Center researchers will elucidate mechanisms underlying multiple neurologic diseases: Multiple Sclerosis; Alzheimer’s disease; ALS; and chronic inflammatory pain. Multiple Sclerosis is a debilitating inflammatory disease of the central nervous system (CNS) that has genetic, infectious, and environmental triggers. Neurodegenerative diseases including Alzheimer’s disease and ALS are becoming an increasing burden to society and the health-care system. Chronic pain is a major problem to health-care providers today, with few existing treatments. In all these diseases, inflammation may cause induction and expression of the disease. We will investigate how interactions between the immune system and the nervous system can drive changes in neuronal activity, survival, and central nervous system health.
The Weiner Lab is examining the role of nervous system immune cells, known as microglia, in inflammation related to Alzheimer’s disease (AD), multiple sclerosis (MS) and ALS. Microglia normally regulate inflammation in nerve cells by increasing inflammation in response to infection, but then eliminating it when the immune response is no longer needed. However, AD is associated with persistent inflammation and Dr. Weiner will examine how microglial cells mediate immune responses from a number of genetic perspectives. In MS and ALS microglia lose their protective role and may also become toxic.

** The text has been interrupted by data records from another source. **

PR #375, opened 2021-03-12
Support get/set

### LINKED ISSUE #374: Support Get and Set value in Context
Context interface should have `Get` and `Set` functions for passing values via context.
An example of an interface - https://github.com/labstack/echo/blob/45870c75c3b3fb20edec25cb09dc14ab17df59b9/context.go#L100-L104 

For what? For example, you can create middleware that adds a user to the context:
```go
func User(manager account.Interface) telebot.MiddlewareFunc {
	return func(next telebot.HandlerFunc) telebot.HandlerFunc {
		return func(c telebot.Context) error {
			user, err := manager.GetTelegramUser(context.Background(), int64(c.Sender().ID))
			if err != nil {
				return err
			}
			c.Set("user", user)

			return next(c)
		}
	}
}
```

lcd1232:
Closes #374

### DIFF
--- a/context.go
+++ b/context.go
@@ -2,6 +2,7 @@ package telebot
 
 import (
 	"strings"
+	"sync"
 
 	"github.com/pkg/errors"
 )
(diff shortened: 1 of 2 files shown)


lcd1232:
@tucnak ping

0xfedcafe:
> @tucnak ping

pong

PR #377, opened 2021-03-20
implements voice chat service messages

omar-polo:
Hello,

I wanted to play with the VoiceChat service messages, but telebot lacked the support, hence this PR.
The VoiceChat service messages are part of the bot API v5.1.

I'm not sure of:

 - is it OK to add `voicechat.go` or it's better to stuff those declarations in some other file?
 - The Duration field of the VoiceChatEnded should be a time.Duration instead of a int? (it's the number of seconds)

Cheers!

### DIFF
--- a/admin.go
+++ b/admin.go
@@ -8,20 +8,21 @@ import (
 
 // Rights is a list of privileges available to chat members.
 type Rights struct {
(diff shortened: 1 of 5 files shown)


tucnak:
Thank you!

PR #382, opened 2021-03-30
implement my_chat_member and chat_member

omar-polo:
This adds the support for the new `my_chat_member` and `chat_member` update types present in bot API v5.1.  `my_chat_member` in particular is handy when you want to know if a bot was added (as an admin) to a channel.

Honestly, I have tested only the `my_chat_member` and not the `chat_member`, but I've added that too since it uses the same struct.

### DIFF
--- a/admin.go
+++ b/admin.go
@@ -6,6 +6,61 @@ import (
 	"time"
 )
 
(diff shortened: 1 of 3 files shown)


demget:
Great job, thank you

Issue #387, opened 2021-04-05
Add support for "caption" in sendVoice


rusq:
Currently, in Voice structure apart from embedded File, there's only [MIME](https://github.com/tucnak/telebot/blob/v2/media.go#L164) member variable (speaking of V2).

Telegram [sendVoice](https://core.telegram.org/bots/api#sendvoice) Bot API now supports sending a string caption (max 1024 bytes) with voice messages.

I'll submit PR shortly.

rusq:
Sample message with caption:
![image](https://user-images.githubusercontent.com/16064414/113559230-1e51dc80-9655-11eb-8185-670101237545.png)

rusq:
Hey, @demget - should submit this to the V3 branch as well, if needed? (haven't checked that branch yet).

PR #388, opened 2021-04-05
Add Caption parameter to Voice structure

rusq:
As per #387 adding a Caption to Voice, to reflect the current [Bot API state](https://core.telegram.org/bots/api#sendvoice)


demget:
Use develop branch as target next time please

demget:
Thank you!

Issue #90, opened 2017-08-20
MessageEntity with EntityMention type broken?


Riketta:
Can't receive User info from MessageEntity instance via such code:
`			for _, v := range message.Entities {
				if v.Type == telebot.EntityMention || v.Type == telebot.EntityTMention { 
					fmt.Println("[Entity]", v)
				}
			}`
Possible output:
> [Entity] {mention 0 8  {0   }}
> [MSG]: From ... in chat #b2: @riketta
> [Entity] {mention 4 8  {0   }}
> [MSG]: From ... in chat #b2: qwe @riketta  aasas

Seems like entity.User contains nothing useful. Sorry if I'm doing smth wrong.

tucnak:
According to Telegram Bot API, `MessageEntity.User` is for users without username only (see https://core.telegram.org/bots/api#messageentity).

For users with username, you can just go and slice it like that: `msg.Text[offset:offset+length]`. It gets trickier for any other mentions though! Since UTF-16 code points may not be 1-byte long, you can't just slice them straight away (strings in Go are immutable []byte and UTF-16 is a variable-length encoding)... I guess we could to introduce a helper function for this very reason.

PR #391, opened 2021-04-11
add Message.EntityText to ease managing MessageEntities

omar-polo:
Hello,

This PR adds an helper function to retrieve the message substring pointed by a MessageEntity.  A MessageEntity contains a Offset and Length fields, but these are "UTF-16 code units" (I'm assuming "code units" means "in code points"), so one cannot safely slice message.Text.  (UTF-16 is a variable-length, multibyte encoding and Go strings are byte slices).

It's easy to verify that, for a message that contains non-ASCII codepoints, the slice `m.Text[e.Offset : e.Offset+e.Length]` picks up the wrong substring.

In #90 the idea of such method was ventilated

Regarding the implementation: it may be possible to do the same thing without converting the whole message.Text to utf-16, but since telegram messages have a (relatively short) maximum length, it's probably worth the simplicity of the implementation.

Returning the empty string if the indices are wrong instead of returning an explicit error is to keep the function (and its utilization) simple.  One should provide a MessageEntity from the very same message, and we kinda can trust telegram to provide correct indices.

Thoughts?


omar-polo:
Sorry, PR sent too fast. I've noticed only now that there is also a CaptionEntities field, so this needs to be adjusted.

What's the better approach?  Provide an helper function not tied to the Message type, providing a similar CaptionEntityText or using m.Caption if m.Text is empty?

omar-polo:
I added a CaptionTextEntity.  I would have preferred something like `entity.Text(m)`, but we have no way to know if an entity refers to the Text or Caption unfortunately :/

omar-polo:
[sorry for spamming, but]

I'm still thinking on what could be a better interface, and I thought of this:

```
func (e *MessageEntity) Text(text string) string
```

it's slightly better than the current proposal because it introduces only one function, it's the caller responsability to correctly pass `Message.Text` or `Message.Caption`.

demget:
A great helper and it's already in `v3`. As `v2` is no longer supported, I have to close the PR. Consider migrating to the `v3`.

omar-polo:
Yep, I forgot about this pr!

thanks :)

PR #392, opened 2021-04-11
use only replay message id instead of whole message in SendOptions

giorgijpopov:
it is not necessary to store whole `ReplyTo` message in `SendOptions`


demget:
The thing is, we can't break backward compatibility for `v2`, especially here in `SendOptions`, since it was from the very beginning.

PR #401, opened 2021-05-14
Add copyMessage

comerc:
https://core.telegram.org/bots/api#copymessage


demget:
Consider resetting the last commit as it's already implemented in #407, so I can merge it.

PR #403, opened 2021-05-18
Add revoke_messages parameter to kickChatMember API method

### LINKED ISSUE #402: API update: revoke_messages parameter in kickChatMember method
See https://core.telegram.org/bots/api#kickchatmember:

> revoke_messages: Pass True to delete all messages from the chat for the user that is being removed. If False, the user will be able to see messages in the group that were sent before the user was removed. Always True for supergroups and channels.

AlexanderMatveev:
Fixes #402

### DIFF
--- a/admin.go
+++ b/admin.go
@@ -136,11 +136,12 @@ func Forever() int64 {
 }
 
 // Ban will ban user from chat until `member.RestrictedUntil`.
-func (b *Bot) Ban(chat *Chat, member *ChatMember) error {
+func (b *Bot) Ban(chat *Chat, member *ChatMember, revokeMessages bool) error {
 	params := map[string]string{
-		"chat_id":    chat.Recipient(),
-		"user_id":    member.User.Recipient(),
-		"until_date": strconv.FormatInt(member.RestrictedUntil, 10),
+		"chat_id":         chat.Recipient(),
+		"user_id":         member.User.Recipient(),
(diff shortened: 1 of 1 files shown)


admin.go
```diff
@@ -136,11 +136,12 @@ func Forever() int64 {
 }
 
 // Ban will ban user from chat until `member.RestrictedUntil`.
-func (b *Bot) Ban(chat *Chat, member *ChatMember) error {
+func (b *Bot) Ban(chat *Chat, member *ChatMember, revokeMessages bool) error {
```
demget, line 139: We can't just add another argument to the widely used `Ban` function, because it will break backward compatibility. And since `revoke_messages` doesn't fit in `ChatMember` structure, the only option is to make `revokeMessages` variadic and if the additional boolean argument was given, to check the length and reassign the local `revoke` variable, before passing it to the map.

demget (changes requested):

demget:
Implemented in #407

admin.go
AlexanderMatveev: Even though the field should not be added to the ChatMember structure, the accepted commit still does it https://github.com/tucnak/telebot/pull/407/commits/50ae1bb6b2bb4925affbd09dee8450cce3ea814b#diff-370ab673a241352de628b0935cae

Issue #404, opened 2021-05-23
API: support 5.x for v2


setval:
https://github.com/tucnak/telebot/pull/405
https://github.com/tucnak/telebot/pull/401

demget:
https://github.com/tucnak/telebot/commit/206507e3865e9e8cae3e428aaca683d15c64546e

setval:
https://github.com/tucnak/telebot/pull/407

setval:
https://github.com/tucnak/telebot/pull/408

PR #405, opened 2021-05-23
api: support 5.0

setval:
for v2

### DIFF
--- a/admin.go
+++ b/admin.go
@@ -148,10 +148,14 @@ func (b *Bot) Ban(chat *Chat, member *ChatMember) error {
 }
 
 // Unban will unban user from chat, who would have thought eh?
-func (b *Bot) Unban(chat *Chat, user *User) error {
+func (b *Bot) Unban(chat *Chat, user *User, isBanned ...bool) error {
 	params := map[string]string{
 		"chat_id": chat.Recipient(),
 		"user_id": user.Recipient(),
+	}
+
+	if len(isBanned) > 0 {
+		params["only_if_banned"] = strconv.FormatBool(isBanned[0])
 	}
 
 	_, err := b.Raw("unbanChatMember", params)
--- a/admin.go
+++ b/admin.go
@@ -199,8 +199,9 @@ func (b *Bot) Promote(chat *Chat, member *ChatMember) error {
 	prv := member.Rights
 
 	params := map[string]interface{}{
-		"chat_id": chat.Recipient(),
-		"user_id": member.User.Recipient(),
+		"chat_id":      chat.Recipient(),
+		"user_id":      member.User.Recipient(),
+		"is_anonymous": member.IsAnonymous,
 	}
 	embedRights(params, prv)
 
--- a/admin.go
+++ b/admin.go
@@ -148,14 +148,15 @@ func (b *Bot) Ban(chat *Chat, member *ChatMember) error {
 }
 
 // Unban will unban user from chat, who would have thought eh?
-func (b *Bot) Unban(chat *Chat, user *User, isBanned ...bool) error {
+// forBanned does nothing if the user is not banned.
+func (b *Bot) Unban(chat *Chat, user *User, forBanned ...bool) error {
 	params := map[string]string{
 		"chat_id": chat.Recipient(),
 		"user_id": user.Recipient(),
 	}
 
-	if len(isBanned) > 0 {
-		params["only_if_banned"] = strconv.FormatBool(isBanned[0])
+	if len(forBanned) > 0 {
+		params["only_if_banned"] = strconv.FormatBool(forBanned[0])
 	}
 
 	_, err := b.Raw("unbanChatMember", params)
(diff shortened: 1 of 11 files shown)


DiscoreMe:
https://github.com/tucnak/telebot/issues/404

webhook.go
```diff
@@ -49,6 +49,9 @@ type Webhook struct {
 	ErrorUnixtime  int64  `json:"last_error_date"`
 	ErrorMessage   string `json:"last_error_message"`
 
+	IpAddress          string `json:"ip_address"`
```
demget: I believe simply `IP` is enough here.

webhook.go
```diff
@@ -49,6 +49,9 @@ type Webhook struct {
...
+	DropPendingUpdates bool   `json:"drop_pending_updates"`
```
demget: As with the `IP` field it's better to simplify it to `DropUpdates`.

chat.go
```diff
@@ -50,6 +51,11 @@ type Chat struct {
 	SlowMode         int        `json:"slow_mode_delay,omitempty"`
 	StickerSet       string     `json:"sticker_set_name,omitempty"`
 	CanSetStickerSet bool       `json:"can_set_sticker_set,omitempty"`
+	LinkedChatID     int64      `json:"linked_chat_id,omitempty"`
+	ChatLocation     *struct {
```
demget: Let's make another struct for `ChatLocation`, down here in `chat.go`.

admin.go
```diff
@@ -148,12 +148,16 @@ func (b *Bot) Ban(chat *Chat, member *ChatMember) error {
 }
 
 // Unban will unban user from chat, who would have thought eh?
-func (b *Bot) Unban(chat *Chat, user *User) error {
+func (b *Bot) Unban(chat *Chat, user *User, isBanned ...bool) error {
```
demget: `isBanned` is not entirely correct here, I'd name it `forBanned` which clearly shows that with this parameter, the function is going to affect only banned users.

telebot.go
```diff
@@ -144,6 +144,11 @@ const (
 	//
 	// Handler: func(*Message)
 	OnVoiceChatPartecipantsInvited = "\avoice_chat_partecipants_invited"
+
+	// Will fire on ProximityAlertTriggered
+	//
+	// Handler: func(*Message)
+	OnProximityAlertTriggered = "\aproximity_alert_triggered"
```
demget: My proposal is to rename it to `OnProximityAlert` and similarly for other related structs or fields, as word _triggered_ is already implied when you handle events.

bot.go
```diff
@@ -1395,15 +1395,32 @@ func (b *Bot) Pin(msg Editable, options ...interface{}) error {
...
 	}
+	if len(messageID) > 0 {
+		params["message_id"] = strconv.Itoa(messageID[0])
+	}
 
 	_, err := b.Raw("unpinChatMessage", params)
 	return err
 }
 
+// Unpin unpins all messages in a supergroup or a channel.
```
demget: Documentation for the function copy-pasted, but wasn't edited for `UnpinAll`.

media.go
```diff
@@ -195,9 +195,24 @@ type Location struct {
 	// Longitude
 	Lng float32 `json:"longitude"`
 
+	// Horizontal Accuracy
+	HA *float32 `json:"horizontal_accuracy,omitempty"`
```
demget: In this particular case, it's honestly better not to abbreviate words, _horizontal accuracy_ isn't something that can be recognized by these two letters.

media.go
```diff
@@ -195,9 +195,24 @@ type Location struct {
...
+	Heading int `json:"heading,omitempty"`
+
 	// Period in seconds for which the location will be updated
 	// (see Live Locations, should be between 60 and 86400.)
 	LivePeriod int `json:"live_period,omitempty"`
+
+	ProximityAlertRadius int `json:"proximity_alert_radius,omitempty"`
+}
+
+// ProximityAlertTriggered object represents sent whenever
```
demget: I suppose "object represents" words should be removed here.

chat.go
```diff
@@ -78,9 +78,10 @@ func (c *Chat) Recipient() string {
 type ChatMember struct {
 	Rights
 
-	User  *User        `json:"user"`
-	Role  MemberStatus `json:"status"`
-	Title string       `json:"custom_title"`
+	User        *User        `json:"user"`
+	Role        MemberStatus `json:"status"`
+	Title       string       `json:"custom_title"`
+	IsAnonymous bool         `json:"is_anonymous"`
```
demget: As we named `is_anonymous` field `Anonymous` once, we should use this name for further similar fields to preserve consistency. https://github.com/tucnak/telebot/blob/62cfa356f7f6a2c9e0ad011c32f3df2c076a57b4/polls.go#L22

demget (changes requested):
Some small adjustments to be done, everything else is fine.

demget (approved):

demget:
Such a great improvement for Telebot! Thank you for your work!

PR #409, opened 2021-05-25
Fix chat member handler

JasonKhew96:


demget:
Good catch, thank you.

PR #126, opened 2015-03-29
Add check for iat and new exception for nbf claims

mark-adams:
* Added checks on iat to make sure that a token can't be issued for the future
* Changed nbf exception to ImmatureSignatureError (matches ruby-jwt)

### DIFF
--- a/jwt/__init__.py
+++ b/jwt/__init__.py
@@ -20,7 +20,7 @@ from .api import (
     encode, decode, register_algorithm, unregister_algorithm, PyJWT
 )
 from .exceptions import (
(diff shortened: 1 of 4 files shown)


jpadilla:
LGTM. By the way, should we go ahead and add support for those missing "checks" on http://jwt.io/?

mark-adams:
I was just thinking the exact same thing, but I don't want to have a million arguments that have to be passed into `decode()`. I was thinking about doing something like what the Ruby library does and passing in a dict of options. I'll create an issue to discuss further.

PR #128, opened 2015-04-02
Fixed command line encoding

nielsdraaisma:
I tried running the example invocation 
jwt --key=secret iss=me exp=1302049071

This failed and returned an error "Not enough segments" followed by a sys.exit(1).
It looks like it tried to parse the encoding parameters and JWT token data, which obviously fails.

I've worked around it and the example scenario's work,but may be a --encode/--decode parameter would be more explicit.

### DIFF
--- a/bin/jwt
+++ b/bin/jwt
@@ -71,21 +71,22 @@ The exp key is special and can take an offset to current Unix time.
     options, arguments = p.parse_args()
 
     if len(arguments) > 0 or not sys.stdin.isatty():
-        # Try to decode
-        try:
-            if not sys.stdin.isatty():
-                token = sys.stdin.read()
-            else:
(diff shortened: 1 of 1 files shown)


jpadilla:
Ugh this thing. I think it either needs to go or get rebuilt. Plus it needs some kind of tests.

@nielsdraaisma do you use it for anything significant/important?

nielsdraaisma:
Don't use it at all, came across it looking for something that could generate a token, and that was broken.

mark-adams:
@jpadilla Are we wanting to keep this? Isit useful

jpadilla:
@mark-adams blah I'd be happier without it really. What would the best "semver" way of getting rid of it soon?

Issue #127, opened 2015-03-29
Add more flexible and complete verification options


mark-adams:
I was thinking that it might be useful for us to implement more flexible verification options.

I propose something like this:

```
def decode(token, secret, options=None)
```

where options is a dict that looks something like this:
```
options = {
   'verify_signature': True,
   'verify_exp': True,
   'verify_nbf': True,
   'verify_iat': True,
   'verify_aud`: True
}
```

This is similar to what [ruby-jwt does](https://github.com/progrium/ruby-jwt/blob/master/lib/jwt.rb#L110)
We could make it where options could be specified globally (at the PyJWT object level) or as an override argument to `decode()`

jpadilla:
@mark-adams yeah I can see how this can be useful. For example that #129 use case could just set `verify_aud` to False.

mark-adams:
I'll take a look

michaeldavis-wf:
@mark-adams I know timelines are to be taken with a grain of salt, but do you have a guesstimate on how long 1.1.0 might be?  I would love to be able to pull in the changes from this PR.

If it is going to be too long, would it be possible to cut a 1.0.2 release with the current master?

mark-adams:
Moved this convo to #137

PR #129, opened 2015-04-03
Not specifying an audience to decode() causes an InvalidAudienceError

michaeldavis-wf:
When I attempt to decode an access token that contains an `'aud'` claim without passing an audience into the decode method, the `_verify_claims()` method raises an `InvalidAudienceError`.

There wasn't a test that covered this case, so I'm not sure if it is intended behavior or not.  If it is, feel free to ignore me.  I can work around it easily enough.  If it isn't, I made the change and added a test to cover it.

#### Example:
```
>>> j = jwt.encode({'test':'something','aud':'test'}, 'secret')
>>> jwt.decode(j, 'secret')
  File "/Users/michael/.virtualenvs/webfilings/wf-oauthtwo-pyserver/lib/python2.7/site-packages/jwt/api.py", line 117, in decode
    key, algorithms, **kwargs)
  File "/Users/michael/.virtualenvs/webfilings/wf-oauthtwo-pyserver/lib/python2.7/site-packages/jwt/api.py", line 208, in _verify_signature
    # verified since the token does not contain a claim.
jwt.exceptions.InvalidAudienceError: Invalid audience
```

### DIFF
--- a/jwt/api.py
+++ b/jwt/api.py
@@ -214,7 +214,12 @@ class PyJWT(object):
             if exp < (now - leeway):
                 raise ExpiredSignatureError('Signature has expired')
 
-        if 'aud' in payload:
+        if audience is not None:
+            # Application specified an audience, but it could not be
+            # verified since the token does not contain a claim.
+            if 'aud' not in payload:
+                raise InvalidAudienceError('No audience claim in token')
+
             audience_claims = payload['aud']
             if isinstance(audience_claims, string_types):
                 audience_claims = [audience_claims]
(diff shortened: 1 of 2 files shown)


mark-adams:
This is intended behavior. If `aud` claim is present, it indicates that the creator of the JWT intended it to be for a specific audience / purpose. If the application consuming the JWT isn't that audience, than the JWT should be considered invalid.

michaeldavis-wf:
I would agree that the application consuming the JWT should be the intended audience, but I believe there are use cases where the verifying application and the consuming application are separate applications.

We are running into this issue providing an endpoint for token validation.  It is based off of Google's OAuth 2.0 [tokeninfo endpoint.](https://developers.google.com/accounts/docs/OAuth2UserAgent#validatetoken).  

We take in the token, validate the signature and expiration, and return the decoded token.  In the future, this will also support a token revocation list.  The audience is still being checked by the appropriate actor, but the actual decoding of the token is done by the service.  Google even includes a note that the audience still needs to be checked by the client.

We also intend to run an edge service that will validate every token into a set of applications.  The edge service would perform the same sort of signature and expiration validation that the current tokeninfo endpoint provides, but the audience validation would be left to the consuming application.

Let me know what you think.

mark-adams:
I'm going to reject this in favor of us working towards resolving #127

Having identified a unique genetic signature for microglia, the Weiner Lab uses this signature to study the role of microglia in MS, ALS and AD mouse models and in humans in their research at the Evergrande Center. Using a technique that reverses the expression of pro-inflammatory microglial genes, the Weiner Lab will examine how the expression of those genes affects microglial cell uptake of Abeta, a molecule found in the brains of AD patients. Continuing their current research on how Abeta dramatically affects inflammatory gene expression, they will identify factors that regulate gene expression, establishing a basis for therapeutic treatments that modulate the relationship between Abeta and microglia. These findings will also be applied to progressive forms of multiple sclerosis and to ALS.